Over 40 and struggling with weight gain, muscle tone loss, cravings and low energy? Have you just put it down to getting older? Well you are right, getting older has a lot to do with it, but the story doesn’t have to end there. Enter protein!

As we hit our 40s and 50s, staying strong, lean, full of energy and ready for adventure takes more than just eating well and exercising regularly. It takes eating right and exercising right, for our age. One of the most overlooked yet powerful tools for midlife health is eating the right amount of protein. If you are in your midlife or approaching midlife and noticing the battle with weight gain, muscle tone loss, cravings and low energy getting harder, chances are you aren’t eating enough protein. More to the fact you likely aren’t eating foods with the right calorie to protein ratio! While protein is important at every age, it becomes essential during middle age for maintaining lean muscle, supporting exercise, and keeping cravings under control. In midlife it’s less about just “getting old” and more about the fact that you haven’t adjusted your protein to calorie intake to counteract the changes in your hormones.

Disclaimer: This content provides general health and nutrition information only. It is not medical advice. Always consult a qualified health professional before making dietary or exercise changes, especially regarding protein intake or fitness in midlife.

Combine the right exercise and protein intake to be always ready for adventure

 

Why Protein Matters More in Middle Age

Preserving and Building Lean Muscle

After about age 40, most people naturally start losing muscle mass — a process called sarcopenia. Sarcopenia accelerates after 50 and is caused by a combination of factors, including hormonal changes, reduced physical activity, inflammation, and inadequate protein intake. As muscle tissue decreases, metabolism slows, balance and mobility decline, and the risk of falls, frailty, and injury increases. The right amount of protein, paired with the best exercises for fitness and strength over 40, is the best way to slow or even reverse this. Yes that’s right, it is reversable!
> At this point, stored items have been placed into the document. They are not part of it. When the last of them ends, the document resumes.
PR #623, opened 2020-06-22
Add support for include `locations` when retrieving regions

smoothcontract:
### Jira link

P4-1766

### What?

- [x] Adds supported relationships for region serializer (only `locations`)
- [x] If `include` is specified then full location details are included through `GET /reference/regions`

### Why?

- The front end requires this to correctly deserialize location id's through the Devour JSONAPI library. Although only location id's are needed to subsequently build up location filters on calling `GET /allocations` to filter by region, Devour seems unable to return relationship id's unless the corresponding entities are included in the response.

- This does increase the size of the response payload significantly, and is a bit slower. Local testing shows response time changing from ~35ms with a 10KB payload to ~85ms with a 40KB payload. I've been able to introduce this without any N+1 queries - the ActiveRecord element is only 2.3ms.

- API behaviour is unchanged if no include parameter is specified (i.e. locations are listed as relationships within each region, but not included).

- Regions API is not yet used in production

### DIFF
--- a/app/controllers/api/reference/regions_controller.rb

Protein provides the building blocks — amino acids — your muscles need to repair and grow after workouts. Without enough protein, you may struggle to maintain lean mass even if you’re exercising consistently.

Reducing Cravings and Supporting Healthy Weight

Another often-overlooked benefit of protein is how it helps manage hunger and cravings. Protein-rich meals increase feelings of fullness and help regulate blood sugar, which means you’re less likely to reach for sugary snacks or overeat later in the day. What I wouldn’t give to have understood this 30 years ago. For so long I put my poor eating and snacking habits down to lack of willpower. The reality is that my whole life, I had been consuming foods that were higher in calories and low in protein (or low in calories and low in protein when I was “being good”) that were not giving me enough energy for my active lifestyle. This is what was keeping me on the “eat healthy”, exercise hard, then binge eat roundabout.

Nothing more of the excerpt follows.